Nightingale housing, which cuts out traditional developers and limits investor profit margin to 15 per cent, has licensed its first development to a commercial developer as it tries to
work out how to expand the scale to its affordable housing model.
Private developer Lucent, which has paired a 38-apartment Nightingale development
next to a higher-yielding 28-unit commercial development on a 1670-square-metre site in
Melbourne's East Brunswick, has fully sold both projects and plans to start construction in
February, after selecting a builder.
The two developments were marketed separately and sold at different price points – a two-
bedroom, two-bathroom apartment in Nightingale costs about $615,000 and its Lt. Miller
equivalent $652,000 – and Nightingale buyers could lower their cost further by cutting back
on a second bathroom or foregoing a car park.
But by combining them for the purposes of bank funding, Lucent was able to get the overall
profit margin lenders required to commit to financing – usually upwards of 20 per cent – up
to the 17.5 per cent minimum required and ensure financing for the developments,
managing director Panos Miltiadou said.
"That allowed us to get our 'normal' profit margin," Mr Miltiadou said. "That mixed blend
came in at 17.5 per cent. What that's allowed us to do is create a bankable solution and to
the same degree not create a 15 per cent profit, but more."
For the developer, it's a win. It's also a win for Nightingale, started by Melbourne architect
Jeremy McLeod as a way to boost the supply of affordable, well-designed housing, as it
opens up a way to license the model to a wider pool of players and give it greater scale.
But it was also a challenge for Nightingale, which sought explicitly to exclude developers and
their margins from a process that the organisation argues pushed prices higher and led to
poor-quality, unsustainable housing.
"It was a hard decision to make but it was one that the board and licensing committee fully
supported," Nightingale Housing chief executive Jessie Hochberg-Summons said.
"With this project, we proceeded with a lot of caution and we had in place more intense
licensing conditions than we did working with architects, to give us a sense of comfort that
we had really ensured all the principles were being honoured."

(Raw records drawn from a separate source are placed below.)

Issue #3721, opened 2025-09-19
UnionResults calculates incorrect totals


danielrwhite74:
When UnionResults is used to combine two or more spotbugs reports the package and project totals (size and error counts) are not correct. This is caused by the findings being counted twice during the merge process: first when the bug instance is added to the results bug collection and a second time when the project stats are merged.

From the `merge` method in `UnionResults.java`:
```
for (BugInstance bugInstance : from.getCollection()) {
    if (hashes == null || hashes.add(bugInstance.getInstanceHash())) {
        into.add(bugInstance); //<--- increments the collection total counts
    }
}
ProjectStats stats = into.getProjectStats();
ProjectStats stats2 = from.getProjectStats();
stats.addStats(stats2); //<--- adds the totals a second time
```

iloveeclipse:
Thanks for reporting your findings. Do you want to contribute a fix?

danielrwhite74:
I don't currently have dev environment setup to run gradle builds but I can look into setting up one.

PR #3777, opened 2025-10-16
fixes incorrect stats when unioning results (#3721)

dwhite996:

----

### DIFF
--- a/CHANGELOG.md
+++ b/CHANGELOG.md
@@ -6,11 +6,12 @@ This is the changelog for SpotBugs. This follows [Keep a Changelog v1.0.0](http:
 Currently the versioning policy of this project follows [Semantic Versioning v2.0.0](http://semver.org/spec/v2.0.0.html).
 
 ## Unreleased - 2025-??-??
+### Fixed
+- Fix incorrect bug counts and sizes when unioning reports ([#3721](https://github.com/spotbugs/spotbugs/issues/3721))
 
 ## 4.9.8 - 2025-10-18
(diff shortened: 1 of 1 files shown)


hazendaz:
Can you move the changelog entry up as we release the set you have that in yesterday?  In the unreleased section just add entry for the section to your change.

hazendaz:
@dwhite996 I'm not familiar with the code but fixing there is in the main, wouldn't the 'union' method have the same issue if merge is the cause?

dwhite996:
> @dwhite996 I'm not familiar with the code but fixing there is in the main, wouldn't the 'union' method have the same issue if merge is the cause?

Good point. The fix would be better in the merge method since both main and union call merge.

spotbugs/src/main/java/edu/umd/cs/findbugs/workflow/UnionResults.java
hazendaz, line 112: @dwhite996 For stats here, do we even these lines 112 through 114 since those cause the duplication under the specific condition intended to be fixed?  Since recompute is done instead, I think you would just want to move the lines you have created to this location and delete the old.  That seems more logical to me than trying to update the stats only to recompute them afterwards.

dwhite996: The addStats method adds tracking of the packages in the bug collection while recomputeFromComponents just recalculates the totals (using the packages added by addStats) so both are needed.

PR #3156, opened 2024-10-10
Add support for Jakarta's Nonnull and Nullable

pkini07:
This adds support for `jakarta.annotation.Nonull` and `jakarta.annotation.Nullable`.

PR #3780, opened 2025-10-16
 Add support for Jakarta's Nonnull and Nullable (continued work #3156 by pkini07)

stephanroch:
This PR continues the work done by @pkini07 for the support of Jakarta's Nonnull and Nullable annotations by fixing isues found in #3156. The original developer is not responding to mails and other contact requests and does not solve the issue. @JuditKnoll suggested to open a new PR and to mention the original autor.

- [X] Added an entry into `CHANGELOG.md` if you have changed SpotBugs code (updated PR from #3156 to #3780 already)

### DIFF
--- a/CHANGELOG.md
+++ b/CHANGELOG.md
@@ -8,6 +8,8 @@ Currently the versioning policy of this project follows [Semantic Versioning v2.
 ## Unreleased - 2025-??-??
 ### Added
 - Recognize `jakarta.annotation.Nonnull` and `jakarta.annotation.Nullable` ([#3780](https://github.com/spotbugs/spotbugs/pull/3780))
+### Fixed
+- Fix incorrect bug counts and sizes when unioning reports ([#3721](https://github.com/spotbugs/spotbugs/issues/3721))
 
 ## 4.9.8 - 2025-10-18
 ### Fixed
--- a/build.gradle
+++ b/build.gradle
@@ -9,7 +9,7 @@ import org.gradle.api.publish.maven.MavenArtifact;
 import org.gradle.api.tasks.util.PatternFilterable;
 
 plugins {
-  id 'org.sonarqube' version '7.0.0.6105'
+  id 'org.sonarqube' version '7.0.1.6134'
   id 'org.gradle.crypto.checksum' version '1.4.0'
   id 'com.github.spotbugs' version '6.4.4'
   id 'io.github.gradle-nexus.publish-plugin' version '2.0.0'
--- a/gradle/checkstyle.gradle
+++ b/gradle/checkstyle.gradle
@@ -2,7 +2,7 @@
 apply plugin: 'checkstyle'
 
 checkstyle {
-  toolVersion = '12.1.0'
+  toolVersion = '12.1.1'
   ignoreFailures = false
   configFile = file("${rootDir}/spotbugs/etc/checkstyle.xml") // TODO : This config file is lame and should be moved out...
 }
--- a/spotbugs-tests/build.gradle
+++ b/spotbugs-tests/build.gradle
@@ -20,7 +20,7 @@ dependencies {
   implementation 'org.apache.ant:ant:1.10.15'
   implementation libs.log4j.core
   implementation libs.log4j.slf4j2.impl
-  implementation 'com.google.errorprone:error_prone_annotations:2.42.0'
+  implementation 'com.google.errorprone:error_prone_annotations:2.43.0'
   implementation files(project(':spotbugs').sourceSets.gui.output)
   testRuntimeOnly 'org.junit.platform:junit-platform-launcher'
 }
--- a/spotbugs/src/main/java/edu/umd/cs/findbugs/workflow/UnionResults.java
+++ b/spotbugs/src/main/java/edu/umd/cs/findbugs/workflow/UnionResults.java
@@ -120,6 +120,9 @@ public class UnionResults {
         for (AnalysisError error : from.getErrors()) {
             into.addError(error);
         }
+
+        into.getProjectStats().getPackageStats().forEach(s -> s.recomputeFromClassStats());
+        into.getProjectStats().recomputeFromComponents();
     }
 
     public static void main(String[] argv) throws IOException {
@@ -140,6 +143,7 @@ public class UnionResults {
             System.exit(1);
             return;
         }
+
         results.setWithMessages(commandLine.withMessages);
         if (commandLine.outputFile == null) {
             results.writeXML(System.out);


volkanto (approved):
🤟

CHANGELOG.md
```diff
@@ -31,6 +31,7 @@ Currently the versioning policy of this project follows [Semantic Versioning v2.
 ### Added
 - Added the unnecessary annotation to the `US_USELESS_SUPPRESSION_ON_*` messages ([#3395](https://github.com/spotbugs/spotbugs/issues/3395))
 - Multi-threaded code checks can be skipped with `@NotThreadSafe` ([#3390](https://github.com/spotbugs/spotbugs/issues/3390))
+- Recognize `jakarta.annotation.Nonnull` and `jakarta.annotation.Nullable` ([#3780](https://github.com/spotbugs/spotbugs/pull/3780))
```
JuditKnoll: Can you please merge master and move this to the unreleased part? (Most likely there will be a merge conflict to resolve.)

hazendaz:
@stephanroch Please move the change log item up to the current location at top under unreleased.  If there is not a section for it yet, please add the section as needed.  Rest looks ok, once that is fixed, I'll execute the build and if all good will merge in for the next release.

spotbugs/src/main/java/edu/umd/cs/findbugs/ba/NullnessAnnotation.java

Lucent had to follow the established Nightingale principles, including the caveat on
apartments that limits their resale price, and have the project audited – to confirm the
financial structure stuck to the Nightingale rules as well as being subject to a design review
by the Office of the Victorian Government Architect, whose head, Jill Garner, is on
Nightingale's licensing committee.
Both buildings, designed by ClarkeHopkinsClarke and Breathe Architects, are 7.5-star
NatHERS energy rated and will operate fossil fuel-free as they will have rooftop solar and
through an embedded network buy in only renewable energy. But it also benefited from
selling the first 38 units risk-free into the established Nightingale waiting list of about 2500
people, which gave it no marketing or sales commissions to pay. It sold out on the first
weekend.
And the association with the high-profile Nightingale project no doubt benefited the Lt.
Miller, which came to market three weeks after Nightingale had sold out.
"The ethos, specifically sustainability, aligns with Lucent's values of 'Leave it better
than we found it'," Mr Miltiadou said.
Certainty on sales
For developers, it is a trade-off. By building an affordable Nightingale development on part
of its site, Lucent made $1.2 million less than it would have made from a straight
commercial project, Mr Miltiadou said.
"But what it did give is complete and utter certainty on sales."
Other developers, with more valuable sites may be less willing to do a Nightingale project,
but the model could give other developers with lower-quality sites a way to make them
more viable by cutting the risk of the sales process, he said. Ms Hochberg-Summons,
however, was quick to play down the idea. "What I don't want anybody to view Nightingale
as is as a way to make a site that would be not viable, viable," she said.
"What the Nightingale model isn't is something that can be applied to large commercial
developers to 'ethical wash' them, to get high utilisation of a site that may not work
commercially or to get additional favours with planning or government."
But the Lucent pilot project has shown that the model can work, with the right
development. "It's proved it absolutely can work," Ms Hochberg-Summons said.
Lucent would also do it again. "Assuming they're very comfortable with the
relationship, we'd go and find another site that meets the requirements of Nightingale," Mr
Miltiadou said. "I'd do it in a heartbeat."